PR #594, opened 2026-07-06
feat: add --max-workers CLI argument for parallel processing

okurz:
Motivation:
Different execution environments (local vs. CI/server) have different
concurrency limits and available resources. Providing a way to configure
the maximum number of worker threads allows for fine-tuning performance
and avoiding potential resource exhaustion or API rate limiting.

Design Choices:
Added a global max_workers setting in openqabot/config.py with a
corresponding --max-workers CLI option in openqabot/args.py. Propagated
this setting to all ThreadPoolExecutor instances across the codebase.
If not specified, it defaults to None, letting Python's concurrent.futures
package use its default (typically min(32, os.cpu_count() + 4)).

Benefits:
Users can now limit or increase the concurrency level based on their
needs. This also ensures consistency across all commands that utilize
parallel processing (syncing, triggering, commenting, etc.).

### DIFF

**YOUR TASK**
Transcribe only, please, the lines from the first line of the records through the line with "the maximum number". Both of those lines are included.

**RESULT OF THE TASK**
PR #594, opened 2026-07-06
feat: add --max-workers CLI argument for parallel processing

okurz:
Motivation:
Different execution environments (local vs. CI/server) have different
concurrency limits and available resources. Providing a way to configure
the maximum number of worker threads allows for fine-tuning performance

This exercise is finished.